What tools do I have to adapt to Precision farming ?

Precision farming focuses on reducing the production cost and wastage, as tailored needs of each plot is catered to. It centres on data collection and analysis of farmpIots which comprises of sensors, drones and robots for recording the data and software as a service (SaaS) can be used to adapt to Precision farming.

Although IoT is still at a nascent stage, the governments of agriculture dominant economies do  invest in cutting-edge technologies like IoT, AI and Machine Learning for making smarter agriculture solutions. In agri-based economies like India, the implementation of IoT in agriculture has its own set of unique benefits and challenges. Firstly, the farmers fear upgrading to agtech as they lack the knowledge about the applicability of technology in agriculture.

Besides this, the sensors, robots and drones that are used in the development of IoT solutions are expensive, high maintenance and require technically trained labor for operating them. The data collected needs to be analysed – this can be done by taking them to a lab or by using instruments on farm. Also a variety of sensors are required for collecting data on different parameters which needs to be analysed separately, hence making them high budget. Therefore, the  solution must be cost-effective and highly scalable, considering the various sizes of farms.
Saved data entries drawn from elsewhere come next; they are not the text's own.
PR #1023, opened 2018-04-26
Query Bidder Position by ID

sepans:
Fixes: https://artsyproduct.atlassian.net/browse/PURCHASE-98

Makes it possible to send queries like
```
query {
  me {
   bidder_position(id: "5ae1df168b3b8141bfc32e5d") {
    processed_at
   }
  }
 }
```

and check to see if the bidding position is successfully created.

### DIFF
--- a/src/lib/loaders/loaders_with_authentication/gravity.js
+++ b/src/lib/loaders/loaders_with_authentication/gravity.js
@@ -72,7 +72,7 @@ export default (accessToken, userID, opts) => {
     meLoader: gravityLoader("me"),
     meBiddersLoader: gravityLoader("me/bidders"),
     meBidderPositionsLoader: gravityLoader("me/bidder_positions"),
-    bidderPositionStatus: gravityLoader(
+    bidderPositionLoader: gravityLoader(
       ({ id }) => `me/bidder_position/${id}/`,
       {},
       { headers: true }
--- a/src/lib/loaders/loaders_with_authentication/gravity.js
+++ b/src/lib/loaders/loaders_with_authentication/gravity.js
@@ -72,7 +72,7 @@ export default (accessToken, userID, opts) => {
     meLoader: gravityLoader("me"),
     meBiddersLoader: gravityLoader("me/bidders"),
     meBidderPositionsLoader: gravityLoader("me/bidder_positions"),
-    bidderPositionLoader: gravityLoader(
+    meBidderPositionLoader: gravityLoader(
       ({ id }) => `me/bidder_position/${id}/`,
       {},
       { headers: true }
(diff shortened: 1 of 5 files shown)


sweir27:
🎉 An initial thought is that we might want to nest the `status` under `bidder_position`-- so the query would look like:
```
query {
  me {
    bidder_position(id: "12345") {
      status
    }
  }
}
```

that way we can extend the model to include other properties that are returned from that endpoint without having to add new ones.

joeyAghion:
Maybe this was just an example, but note that bidder positions will always have a `created_at` set (including in the initial response to the API call that POSTs them). There's a `processed_at` field that will become set after the bid has been processed, which you might want instead.

sepans:
@sweir27 makes sense. [bidder_position.js](https://github.com/artsy/metaphysics/blob/master/src/schema/bidder_position.js) already exist but it is one level up in the directory structure so I can rename everything (including the filename) to be consistent and match `bidder_position`.

@joeyAghion Yes thats what I meant. Thanks for pointing that out. Updated the query above to avoid confusion.

src/lib/loaders/loaders_with_authentication/gravity.js
```diff
@@ -72,6 +72,11 @@ export default (accessToken, userID, opts) => {
     meLoader: gravityLoader("me"),
     meBiddersLoader: gravityLoader("me/bidders"),
     meBidderPositionsLoader: gravityLoader("me/bidder_positions"),
+    bidderPositionLoader: gravityLoader(
```
sweir27: Since there is a corresponding `bidder_positions_endpoint` in gravity that is _not_ scoped to `me`, maybe we want to name this `meBidderPositionLoader` (different from the one above because it's singular)

src/schema/me/__tests__/bidder_position.test.js
```diff
@@ -0,0 +1,44 @@
+import { runAuthenticatedQuery } from "test/utils"
+
+describe("BidderPosition", () => {
+  it("returns processed_at", () => {
+    const rootValue = {
+      bidderPositionLoader: sinon.stub().returns(
```
sweir27: You shouldn't need the stub here since you can just return a function like `bidderPositionLoader: () => Promise.resolve...`

src/schema/me/bidder_position.js
```diff
@@ -0,0 +1,21 @@
+import { GraphQLNonNull, GraphQLString } from "graphql"
+import BidderPositionType from "schema/bidder_position"
+
+export const BidderPosition = {
+  type: BidderPositionType.type,
+  description: "Returns the bidder position status",
```
sweir27: This can be updated now to something like `Returns a single bidder position`

sweir27:
Few minor comments but this is looking 👍 !

sweir27:
👍 👍

PR #1031, opened 2018-05-02
Handle Low Bid Gravity Error

sepans:
### Problem
Gravity returns an [error](https://github.com/artsy/gravity/blob/cd8f9c29648f5b6e18048b8db32d419644a9b47a/app/models/domain/bidder_position.rb#L162) when bid is not high enough before processing the bid. When emission creates a bidder position and gets such an error it [treats](https://github.com/artsy/emission/blob/master/src/lib/metaphysics.ts#L40) MP error as 'Server-side error' which is too severe for just a bid that is not high enough. ([more context](https://github.com/artsy/emission/pull/1025))

### Solution
Instead of throwing an error, the mutation catches the error and adds the error message to the empty `BidderPosition`. And since `id` is required it returns `"BID_NOT_HIGH_ENOUGH"` as id 🙈

A more elegant solution @orta suggested is to return an Error message object instead of `BidderPosition` [here](https://github.com/artsy/metaphysics/blob/master/src/schema/me/bidder_position_mutation.js#L23) using type union. I tried something like:
```
const BidderPositionErrorType = new GraphQLObjectType({
  name: "BidderPositionError",
  fields: () => ({
    message: {
      type: GraphQLString,
    },
  }),
})

// is this object needed or I can use BidderPositionErrorType directly below?
const BidderPositionError = {
  type: BidderPositionErrorType,
  description: "An BidderPosition",
}

const BidderPositionResultType = new GraphQLUnionType({
  name: "BidderPositionResult",
  types: [BidderPositionError.type, BidderPosition.type],
  resolveType(value) {
    if (value.errors) {
      return BidderPositionError.type;
    }
    return BidderPosition.type;
  },
});

// is this object needed or I can use BidderPositionResultType directly below?
const BidderPositionResult = {
  type: BidderPositionResultType,
  description: "An BidderPosition result object",
}
```
For the union type and using that as `outputField` 
```
  outputFields: {
    result: {
      type: BidderPositionResult.type,
      resolve: (position) => position,
    },
  },
```

It more or less worked although I wasn't sure if it was the right way of doing it and @sweir27 and I where not sure how much value handling the error message this way and dealing with its complexity here and also on emission side will bring. (well this discussion was before I realized `id` is required and cannot be null and I had to pass something like `"BID_NOT_HIGH_ENOUGH"` as id)


src/schema/bidder_position.js
```diff
@@ -119,6 +119,10 @@ const BidderPositionType = new GraphQLObjectType({
       type: GraphQLInt,
       deprecationReason: "Favor `suggested_next_bid`",
     },
+    message: {
+      type: GraphQLString,
```
sweir27: Just pinged @briansw about clarifying how we want to display the error messages, but I think we should handle mapping the gravity errors --> user-friendly copy _here_ so we don't have to replicate in clients.

src/schema/me/bidder_position_mutation.js
```diff
@@ -40,5 +40,17 @@ export const BidderPositionMutation = mutationWithClientMutationId({
       return new Error("You need to be signed in to perform this action")
     }
     return createBidderPositionLoader({ sale_id, artwork_id, max_bid_amount_cents })
+      .then(p => p)
```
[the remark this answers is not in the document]
sepans: I just wanted to process the error in the `catch` block of the promise. So the `then` should just return the object. Thought it was needed. Isn't it?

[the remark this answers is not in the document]
ashfurrow: To be honest I'm not 100% sure. I think it should work without it since `createBidderPositionLoader` returns a promise anyway?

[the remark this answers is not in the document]
sepans: 👍 I will give it a try.

src/schema/bidder_position.js
```diff
@@ -119,6 +119,14 @@ const BidderPositionType = new GraphQLObjectType({
       type: GraphQLInt,
       deprecationReason: "Favor `suggested_next_bid`",
     },
+    message_header: {
```
sweir27: I don't think you need these anymore, right?

src/schema/me/bidder_position_mutation.js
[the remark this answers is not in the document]
sepans: It worked without `.then(p => p)`, but ended up adding some code there. 😄

src/schema/me/bidder_position_mutation.js
```diff
@@ -1,10 +1,70 @@
...
+    status: {
+      type: new GraphQLNonNull(GraphQLString),
+    },
+    message_header: {
+      type: GraphQLString,
+    },
+    message_description: {
+      type: GraphQLString,
+    },
+    position: {
```
sweir27: Oh nice solution to include the bidder position here so you don't have to make up an ID!

orta:
From reading the PR body - this is an elegant solution

src/schema/me/__tests__/bidder_position_mutation.test.js
```diff
@@ -1,33 +1,122 @@
...
+      return runAuthenticatedQuery(query, rootValue).then(data => {
+        expect(data.createBidderPosition.result.position).toBeNull()
+        expect(data.createBidderPosition.result.message_header).toEqual("Bid not placed")
+        expect(data.createBidderPosition.result.message_description).toEqual(
+          `Your bid can’t be placed at this time.\
+ Please contact support@artsy.net for more information.`)
+      })
     })
   })
 })
```
orta: These are great tests at describing the work done

orta:
WRT links, if they're markdown then it's probably fine IMO to call it ``message_md` and then both native and web can parse and present it, we have a bunch of ways for displaying markdown in emission already

src/schema/me/bidder_position_mutation.js
```diff
@@ -1,10 +1,82 @@
...
+    id: "ERROR_SALE_CLOSED",
+    gravity_key: "Sale Closed to Bids",
+    header: "Lot closed",
+    description: "Sorry, your bid wasn’t received before the lot closed.",
+  },
+  {
+    id: "ERROR_LIVE_BIDDING_STARTED",
+    gravity_key: "Live Bidding has Started",
+    header: "Live bidding has started",
+    description: `Sorry, your bid wasn’t received before live bidding started.\
```
sweir27: Do we need both `description` and `description_md`?

src/schema/me/bidder_position_mutation.js
```diff
@@ -40,5 +112,22 @@ export const BidderPositionMutation = mutationWithClientMutationId({
...
     }
     return createBidderPositionLoader({ sale_id, artwork_id, max_bid_amount_cents })
+      .then(p => { return { status: "SUCCESS", position: p } })
+      .catch(e => {
+        const errorSplit = e.message.split(" - ")
+        const errorObject = errorSplit.length > 1 ? JSON.parse(e.message.split(" - ")[1]) : null
+        if (errorObject && errorObject.type === "param_error") {
+          const error = biddingErrors.find(d => errorObject.message.trim().startsWith(d.gravity_key)) ||
+            errorObject.ERROR_UNKNOWN
+          const liveAuctionUrl = `${PREDICTION_ENDPOINT}/${sale_id}`
```
sweir27: A note that when generating the URL to a live auction, we generally [care whether or not you are logged in](https://github.com/artsy/force/blob/master/src/utils/domain/auctions/urls.js#L11-L19), but I think in this case this URL is fine since you can't get to the bid screen unless you're logged in.

src/schema/me/bidder_position_mutation.js
sepans: Not for the current screens. Thought it would be useful in future for displaying plain messages but that might never happen. 🤷‍♂️

src/schema/me/bidder_position_mutation.js
sepans: Not sure but I think we throw error when request is not coming from a logged in user with 
```
 if (!accessToken) {
      return new Error("You need to be signed in to perform this action")
    }
```
above.

sweir27: You're right! Definitely covered then 👍

src/schema/me/bidder_position_mutation.js
sweir27: Maybe we can remove for now then? Just one extra place to care about typos etc.

src/schema/me/__tests__/bidder_position_mutation.test.js
```diff
@@ -1,33 +1,126 @@
...
-    return runAuthenticatedQuery(query, rootValue).then(data => {
-      expect(data.createBidderPosition.position.suggested_next_bid_cents).toEqual(110000)
+  describe("success", () => {
+    it("creates a bidder position", async () => {
+      const rootValue = {
+        createBidderPositionLoader: sinon.stub().returns(
+          Promise.resolve(createBidderPosition)
+        ),
+      }
+      return runAuthenticatedQuery(query, rootValue).then(data => {
```
acjay: Since you're in an `async` function already, it would be better to do:

```
  describe("success", () => {
    it("creates a bidder position", async () => {
      const rootValue = {
        createBidderPositionLoader: sinon.stub().returns(
          Promise.resolve(createBidderPosition)
        ),
      }
      const data = runAuthenticatedQuery(query, rootValue)
      expect(data.createBidderPosition.result.position.suggested_next_bid_cents).toEqual(110000)
      expect(data.createBidderPosition.result.message_header).toBeNull()
      expect(data.createBidderPosition.result.message_description_md).toBeNull()
    })
  })
```

In a world with `async`/`await`, I'd almost never use `.then` explicitly. The only time I can think of where it's the way to go is if you need two paths of execution to happen concurrently after a promise resolves, which should be really rare.

sweir27:
Awesome work on this, @sepans ! Especially handling all of the new requirements/edge cases 😓.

More economical, scalable and accurate solution is the implementation of Cloud-based SaaS (Software as a Service) solutions. These softwares used in agriculture technology focuses on providing modern farming solutions that help farmers, agribusinesses and other stakeholders to make smart decisions based on the analysis of data.  CropIn is at the forefront of making agriculture smarter with use of satellite imagery, weather analysis and machine learning for monitoring, detection, analysis and prediction. CropIn’s smart applications can be integrated with already installed software and sensors through APIs. The data gathered on soil or moisture levels, temperature changes, or crop can be processed using the capabilities of Big Data Analytics and Machine Learning algorithms to provide actionable insights based on the accuracy of collected data.

Can digital economy help agriculture?

The recent rapid digitalisation has reduced the exhaustive paper work in banks, hospitals and most private and public sector organizations seems to diminish as their businesses move online. Digitisation has reduced the manual work – which was time consuming, error prone and inefficient – thus saving millions for corporations. Digitization of the economy has broken the barriers and has successfully curtailed the fear of tech dependency especially among the farming community. Digitalisation is slowly also revolutionising the vast and complex Agriculture sector.

The United Nations projects that by the year 2050 the population of the world will be 9.7 Billion. With relevance of over 60 percent of world population on agriculture for food, the pressure to increase the produce to meet demands doesn’t seem to ease. Coupled with climate change, which is leading to rise in global temperatures, levels of carbon dioxide and frequency of droughts and floods, along with increasing labor costs, high production cost, and  unpredictability poses a major challenge to the future of agriculture. Hence, the goal is to increase productivity in a sustainable way.

Digital agriculture helps

To increase sustainability with very precise and calculated set of practices designed specifically for a plot that needs to be followed, recorded and analysed digitally. Digi-farming can be done through installation of network connected ‘smart’ devices as part of IoT (Internet of Things) or there can be Software-as-a-service (SaaS) based agtech. IoT uses smart equipment to be placed on the fields to record data, this data is then analysed through an analytical dashboard that displays the results. Agri-SaaS utilizes machine learning, stored data, satellite imagery and weather analysis for performing predictive analysis.